Document performance considerations?

deeptools / pyBigWig

A python extension for quick access to bigWig and bigBed files

MIT License

212 stars 48 forks source link

Document performance considerations? #125

Open alexlenail opened 2 years ago

alexlenail commented 2 years ago

I'd like to use pyBigWig to collect values at many intervals from many bigwigs, and I'd love to know what's performant.

is there overhead to opening a bigwig with pyBigWig? i.e. what's the runtime difference between:

with pyBigWig.open(bigwig_file) as bw:
    for chrom, start, stop in intervals:
        bw.values(chrom, start, stop)

and

for chrom, start, stop in intervals:
    with pyBigWig.open(bigwig_file) as bw:
        bw.values(chrom, start, stop)

If the former is optimal, is there any advantage to the intervals being sorted?
Do you know relative performance of pyBigWig entries() queries of bigBed files versus tabix queries of gzipped bed files?
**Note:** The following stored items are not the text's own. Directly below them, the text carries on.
PR #2533, opened 2020-05-11
GitHub actions conventions

kevindew:
I thought since we've now got [RFC 123](https://github.com/alphagov/govuk-rfcs/blob/master/rfc-123-github-actions-ci.md) approved 🎉  and a variety of implementations made that it'd be good to try get some documentation in that defines some conventions. This is to try avoid every implementation being done based on different preferences.

I've opened this as a draft as I've pushed in suggestions that aren't agreed and I'm hoping we can work towards agreement. Hopefully there is broad agreement that we want conventions and consistency, I'm quite happy for there to be disagreements with some of the proposed suggestions.

Key thing to read: 👉 https://github.com/alphagov/govuk-developer-docs/blob/github-actions-conventions/source/manual/test-and-build-a-project-with-github-actions.html.md

Highlighting areas that might be points of contention which may want discussion:

- suggesting that we name our workflow files ci.yml, this seems to be a [common](https://medium.com/@michaelekpang/creating-a-ci-cd-pipeline-using-github-actions-b65bb248edfe) [convention](https://github.com/rust-lang/rust/blob/master/.github/workflows/ci.yml) and to me feels a bit more specific than the names we've used already such as [default.yml](https://github.com/alphagov/rubocop-govuk/blob/b8411dfbcc401298e341178460d0b761d72086e7/.github/workflows/default.yml) or [tests.yml](https://github.com/alphagov/govuk-coronavirus-content/blob/866437e706dcf2dfad1e57044246637e17f076f3/.github/workflows/tests.yml). I'm not set on ci.yml though and happy for suggestions
- suggest we give the workflow a name of "Continuous Integration", it's slightly nicer to give a workflow a name than tell people not to set a name - I don't really mind what our preference is here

gokceneraslan commented 2 years ago

I think a vectorized version of bw.values would be much better e.g.

bw.values(np.array([chrom]*3), np.array([79250, 86700, 87277]), np.array([80250, 87700, 88277]), numpy=True)

which returns a list of numpy arrays, without iterating over the intervals in a loop. But I guess this is not implemented yet.

alexlenail commented 2 years ago

@dpryan79 what is the fastest way to get arrays of values from a bigwig file for each of many genomic intervals (i.e. entries in a bed file)?

BradBalderson commented 5 months ago

For others, I found a better solution for the above-described task was to use the bigWigAverageOverBed tool from UCSC.

BradBalderson commented 5 months ago

$ ./bigWigAverageOverBed

bigWigAverageOverBed v2 - Compute average score of big wig over each bed, which may have introns.
usage:
   bigWigAverageOverBed in.bw in.bed out.tab
The output columns are:
   name - name field from bed, which should be unique
   size - size of bed (sum of exon sizes
   covered - # bases within exons covered by bigWig
   sum - sum of values over all bases covered
   mean0 - average over bases with non-covered bases counting as zeroes
   mean - average over just covered bases
Options:
   -stats=stats.ra - Output a collection of overall statistics to stat.ra file
   -bedOut=out.bed - Make output bed that is echo of input bed but with mean column appended
   -sampleAroundCenter=N - Take sample at region N bases wide centered around bed item, rather
                     than the usual sample in the bed item.
   -minMax - include two additional columns containing the min and max observed in the area.